Top of PROVIDED ENTRIES

PR #4488, opened 2023-02-17
libbpf-tools: match update return type in bpf_map_try_or_init()

inwardvessel:
I'm finding an issue at times where the comparison: `err != -EEXIST` does not work as intended due to the type used to store `err`. There have been cases where `bpf_map_update_elem()` returns `-EEXIST` (-17), but the conditional is still entered.

Adding a log message inside the conditional like this:
```bpf_printk("update fail err %ld %d\n", err, err);```

can result in:
```... bpf_trace_printk: update fail err 4294967279, -17```

... which might show why using a `long` results in something other than the actual returned error value.

The type returned by `bpf_map_update_elem()` is `int`, so the change below keeps things consistent and avoids the unintended behavior above.

### DIFF
--- a/libbpf-tools/maps.bpf.h
+++ b/libbpf-tools/maps.bpf.h
@@ -10,7 +10,7 @@ static __always_inline void *
 bpf_map_lookup_or_try_init(void *map, const void *key, const void *init)
 {
 	void *val;
-	long err;
+	int err;
 
 	val = bpf_map_lookup_elem(map, key);
 	if (val)

### CODE REVIEW

**Comment by inwardvessel** [comment]
I'll close this, since @anakryiko pointed out to me that the return type of the underlying bpf syscall is `long`. seems I was looking at:
`int (*map_update_elem)(struct bpf_map *map, void *key, void *value, u64 flags);`
 in the bpf_map_ops struct  and assuming `int` was consistent all the way up.

I'm going to look into the generated bpf assembly some more to get a better understanding of the observed behavior.

**Comment by yonghong-song** [comment]
@inwardvessel right, the return type for bpf_map_update_elem() is long. In the above example, `bpf_printk` is a macro defined in bpf_helpers.h. In this case, it eventually resolved to `bpf_trace_printk` and eventually kernel function `bstr_printf` is called. In your above example,
```
 bpf_printk("update fail err %ld %d\n", err, err);
```
If bpf code is correctly generated which I think it is based on a simple example. The issue might be inside the kernel, particularly in `bstr_printf` or the interaction between `bpf_trace_printk` and `bstr_printf`. Please take a look. Thanks!

PR #4494, opened 2023-02-23
Bahamasbahamas patch 1

bahamasbahamas:
display the average time and count as in the funclatency tool below the histogram output


Bojun-Seo:
Could you add a bit more explanation about this PR?
- What was the original output/result before this change?
- After applying this PR, how does the output change?

Also, it would be great if you could include a clear description of each patch in the commit messages.
I think it’s better to have one commit = one logical change. Right now some commits seem to mix unrelated changes.
Lastly, we don’t usually include the author’s ID in the PR title, so it would be better to rephrase the title as well.

Thanks!

PR #4570, opened 2023-04-14
kvmexitaarch64: introduce a tool to show kvm exit reason and count, d…

LangeTang:
…uration of kvm exiting

In the performance optimization of virtualization, the frequency of the KVM EXIT event often needs to be tracked. In addition, the time interval from the KVM EXIT event to the guest mode(kvm entry) is more important.These can help us find the bottleneck of performance. So KVMexitaarch64 is here.

The tool uses a BPF_HASH:to save the timestamp of KVM EXIT and ENTRY, Reason, the accumulated Exit duration, maximum value, minimum value, thread TID and names.


chenhengqi:
This should be integrated into the existing kvmexit tool.

PR #4571, opened 2023-04-14
workaround for evaluating errors from bpf helpers

inwardvessel:
We found out why in some cases the conditional branch was being entered:
```
if (err && err != -EEXIST)
	return 0;
```
...while the error was known to have been `-EEXIST`. 

If this criteria is met:
- the architecture is 64-bit
- the helper function return type is long
- the helper function returns the value of a call to a bpf_map_ops func
- the bpf_map_ops function return type is int
- the compiler inlines the helper function
- the compiler does not sign extend the result of the bpf_map_ops func

In the case of `-EEXIST` (-17), the resulting comparison will be done:
`cmp -17, 4294967279`
... since the sign bit was stuck at the 32nd bit of a 64-bit register. as a result the conditional branch will be entered.

we patched this upstream in bpf-next so that affected bpf_map_ops funcs will return `long`, but as a workaround for the meantime changing the storage type for the error is good enough to have the comparison above work as intended.

### DIFF
--- a/libbpf-tools/maps.bpf.h
+++ b/libbpf-tools/maps.bpf.h
@@ -10,7 +10,23 @@ static __always_inline void *
 bpf_map_lookup_or_try_init(void *map, const void *key, const void *init)
 {
 	void *val;
-	long err;
+	/* bpf helper functions like bpf_map_update_elem() below normally return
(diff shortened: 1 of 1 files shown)


yonghong-song:
LGTM. Thanks for the fix!

PR #4573, opened 2023-04-17
Add option to count tcp accept number by PID with default 5s interval…

pingzhaozz:
Add option to count tcp accept number by PID with default 5s interval or a specified interval.

For example:
$ ./tcpaccept -c -i 2
Tracing accept count... Hit Ctrl-C to end
PID     COMM         Counts
1331419 nginx         26
1331411 nginx         24
1331401 nginx         24
1331477 nginx         22
1331516 nginx         16
1331478 nginx         12
1331415 nginx         8
1331427 nginx         4
1331481 nginx         2

### DIFF
--- a/tools/tcpaccept.py
+++ b/tools/tcpaccept.py
@@ -22,7 +22,7 @@ from socket import inet_ntop, AF_INET, AF_INET6
 from struct import pack
 import argparse
 from bcc.utils import printb
-from time import strftime
+from time import sleep, strftime
 
 # arguments
 examples = """examples:
@@ -34,6 +34,7 @@ examples = """examples:
     ./tcpaccept --mntnsmap mappath   # only trace mount namespaces in the map
     ./tcpaccept -4        # trace IPv4 family
     ./tcpaccept -6        # trace IPv6 family
+    ./tcpaccept -c -i 2   # count tcp accept number by PID every 2s interval
 """
 parser = argparse.ArgumentParser(
     description="Trace TCP accepts",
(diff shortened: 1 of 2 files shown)


pingzhaozz:
Hi @chenhengqi @davemarchevsky 
Could you help review and provide comments about this change? Thanks a lot.

yonghong-song:
@pingzhaozz tcpaccept.py mostly helps when it printed the details of the sock acceptance. Could you explain how the new flag you added will help production debug?

pingzhaozz:
> @pingzhaozz tcpaccept.py mostly helps when it printed the details of the sock acceptance. Could you explain how the new flag you added will help production debug?

Hi Yonghong, the new flag can count the tcp accept number with PID by which could show the load balance of the requests distribution, especially when cpu pinning used. Also it can help find the un-balance case and help further analysis to improve the system capability. For Nginx as an example, it can show the connection number of each work process since the accept work process will also handle the following requests of this connection.

yonghong-song (commented):
could you also update the man page?

yonghong-song:
Also could you add a test to test_tools_smoke.py, there already exists one for tcp_accept.py, you can add another one with your newly added options.

pingzhaozz:
Hi Yonghong, Thanks for your comments that's valuable! I've updated the code according to your comments. Pls help review the latest commit.

tools/tcpaccept.py
```diff
@@ -258,24 +295,50 @@ def print_ipv6_event(cpu, data, size):
...
 
 # header
-if args.time:
-    print("%-9s" % ("TIME"), end="")
-if args.timestamp:
-    print("%-9s" % ("TIME(s)"), end="")
-print("%-7s %-12s %-2s %-16s %-5s %-16s %-5s" % ("PID", "COMM", "IP", "RADDR",
-    "RPORT", "LADDR", "LPORT"))
+if args.count:
+    print("Tracing accept count... Hit Ctrl-C to end")
```
chenhengqi, line 311: This printing is conditional, but on BPF side, the data is captured unconditionally.
That is, we pay extra overhead if we don't specify `-c`.

pingzhaozz: It's a good point. This may introduce some overhead in eBPF code. Since the overhead is only at tcp accept with eBFP monitor, I think it should be acceptable?

PR #4576, opened 2023-04-18
kvmexit.py: add duration of KVM EXIT state for outputing

LangeTang:
In performance analysis, it is important to track the duration of threads in the EXIT state, its important. so, add new item @EXIT_TIME_AVG for Outputing, its mean the average of all interval from kvm_exit to the next kvm_entry. unit:ns

### DIFF
--- a/tools/kvmexit.py
+++ b/tools/kvmexit.py
@@ -5,10 +5,11 @@
 # Display the exit_reason and its statistics of each vm exit
 # for all vcpus of all virtual machines. For example:
 # $./kvmexit.py
-#  PID      TID      KVM_EXIT_REASON                     COUNT
-#  1273551  1273568  EXIT_REASON_MSR_WRITE               6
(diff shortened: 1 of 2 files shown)


LangeTang:
Hi @chenhengqi

Could you help to review it ? Thanks

yonghong-song:
@ShirleyFei based on your experience, do you think tracking the duration of threads in EXIT state is something useful to support with kvmexit tool?

LangeTang:
virtual machine vcpu is not run when in KVM EXIT state. It is necessary to know its duration in performance analysis.This is my opinion.

LangeTang:
virtual machine vcpu is not run when in KVM EXIT state. It is necessary to know its duration in performance analysis.This is my opinion. @yonghong-song @ShirleyFei

LangeTang:
@yonghong-song Will this requests must be reviewed by the original author?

Bottom of PROVIDED ENTRIES

- _WHAT IS BEING ASKED_: The entries above hold a line with "we patched this" and a later line with "LGTM. Thanks for the fix!". Write out exactly those lines and all lines between, nothing more.

- _RESULT_:
we patched this upstream in bpf-next so that affected bpf_map_ops funcs will return `long`, but as a workaround for the meantime changing the storage type for the error is good enough to have the comparison above work as intended.

### DIFF
--- a/libbpf-tools/maps.bpf.h
+++ b/libbpf-tools/maps.bpf.h
@@ -10,7 +10,23 @@ static __always_inline void *
 bpf_map_lookup_or_try_init(void *map, const void *key, const void *init)
 {
 	void *val;
-	long err;
+	/* bpf helper functions like bpf_map_update_elem() below normally return
(diff shortened: 1 of 1 files shown)


yonghong-song:
LGTM. Thanks for the fix!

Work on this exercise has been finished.